Подошли остальные: Миша, Кирилл, Олег, Инна. И незнакомый какой-то паренек с ними.
Они сели за стол у подвального окна, за которым только ноги прохожих были видны и автомобили. Автомобили останавливались на светофоре, и взгляды сидящих в них и сидящих в кафе могли встретиться. Костя ковырялся в салате. Он не слышал, о чем говорят бывшие его коллеги, он только наблюдал за их лицами, улыбками, жестами. Новенький паренек стеснялся и больше молчал и ел. Кирилл с Мишей что-то обсуждали, наклоняя друг к другу головы, наверняка футбольный матч. Надя закурила и засмотрелась в окно, а на нее засмотрелся пассажир «БМВ». Но включился зеленый, и «БМВ» увез пассажира, и Надя отвернулась от окна, погасила сигарету.
Костя не стал дожидаться, когда они доедят, вытер губы салфеткой и встал, сдвинув тяжелый стул. Стулья в «Му-Му» очень тяжелые.
Он прошел по узкому тротуару мимо окна, за которым они сидели, ели, говорили о самых обыкновенных вещах, и все это было от него далеко, как на другом конце Вселенной, все это было ему еще интересно, но уже недоступно. А новенький паренек наверняка взят был на его место, и сидел за его компьютером, и чай пил из его кружки, почему бы и нет. Кружку подарили на прошлый день рождения, и на ней нарисована была пагода.
До вечера Костя прошел по своим прежним местам, по улицам, которые любил, с которыми связывали воспоминания. Улицы все были на месте, а прошлой жизни уже не было, так странно. Впрочем, и они были не совсем на месте, не совсем на прежнем месте, а как будто чуть-чуть сдвинулись, и Костя бродил в искаженном мире.
Стемнело. Костя вошел во двор. Перед ним стоял дом, в котором он снял комнату. Темнело за старым кленом ее окно.
В окне кухни горел свет. И Костя представил хозяйку: как она подбирает со сковородки яичницу с колбасой и губы ее испачканы в желтке, а лицо лоснится. Старый холодильник дрожит от напряжения. Тараканы затаились в щелях.
«Зачем мне туда?» – подумал Костя. И отправился со двора в метро. Машину он оставил в Медведкове, на платной стоянке.
Ночь едва настала, когда он выехал за МКАД.
Он убедился в самой банальной вещи на свете: прошлого не вернешь, прошлое не догонишь, помять о тебе исчезнет и даже жена не вспомнит цвет твоих глаз, разве что глаза сына ей напомнят.
Он осел в Новосибирске, где проходил когда-то практику в НИИ. Самого НИИ уже не существовало.
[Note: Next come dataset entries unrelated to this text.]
Issue #830, opened 2015-09-11
Improve visibility of Blocks-examples and add comments


rizar:
Currently Blocks README does not even mention Blocks-examples. The same goes for the documentation. Also, the examples should be more documented, because in fact they are a very (the most?) important part of all the help we provides for the users.

@fvisin , did I understand you right that you would be eager to take care of it?

fvisin:
I went through part of the documentation of Blocks and I took notes on what I would modify or improve. I volunteer to go through the rest of the documentation on www.blocks.readthedocs.org and improve it. I can also skim through the examples in Blocks-examples and add some comments, but it was not my main goal right now.

dwf:
I think there's already an open issue on blocks-examples to document them
better.

I think the first thing to do is to document your problems with the
documentation in the form of issues. It's fine if you don't do it all
yourself, in fact these make good beginner CCW tickets (for people with a
good command of English, anyway).

fvisin:
I created https://github.com/mila-udem/blocks/issues/831

@dwf I would also like to propose the rewording of a couple of sentences that I find ambiguous or not informative enough, but for that if you agree I would directly work on a PR (as soon as I have time), as it will take the same time to write what I would change and actually change it. Also, I think it will be easier to discuss my proposal in the PR in that case, as the modification will be sparse and local.

dmitriy-serdyuk:
Is it fixed?

rizar:
This can be closed, because no we have links to Blocks-examples from Blocks.

PR #844, opened 2015-09-29
Mention extras and examples

rizar:
Addresses #830 (does not solve this issue, because examples need more comments). 

Please let me know where else we should refer to blocks-examples.

### DIFF
--- a/docs/index.rst
+++ b/docs/index.rst
@@ -5,7 +5,8 @@ using Theano.
 
 Want to get try it out? Start by :doc:`installing <setup>` Blocks and having a
 look at the :ref:`quickstart <quickstart>` further down this page. Once you're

Костя купил диплом и устроился программистом, снял нормальную квартиру, обзавелся знакомствами. Со временем думал жениться. Он и сам стал забывать о первой половине своей жизни. И придуманная Василь Андреичем биография казалась более реальной.
Иногда, особенно почему-то зимой, он просыпался посреди ночи. Одна и та же мысль приходила ему в голову. Как идет он в театр – он не ходил в театр! – в антракте берет в буфете рюмку водки, отступает от стойки и сталкивается с человеком, который говорит ему растерянно:
– Здравствуйте.
Далее ход событий разветвлялся.
В одном варианте с Сашей здоровался тот, кого он принял когда-то за Бориса Самуиловича. Они вновь столкнулись, и он узнал в Косте человека из своей прошлой жизни. Изобретенная Василь Андреичем внешность нечаянно совпала с внешностью реального человека.
В другом варианте поздоровавшийся с Костей тоже находил в нем знакомца из своего прошлого. Удивительно, что это прошлое совпадало с придуманным Василь Андреичем – даже в мелочах.
Костя был вымышленной фигурой и боялся совпадения с реальностью. В случае такого совпадения его существование становилось проблематичным.
Костя уходил на кухню, ставил чайник. Выпив чаю, он успокаивался и возвращался спать.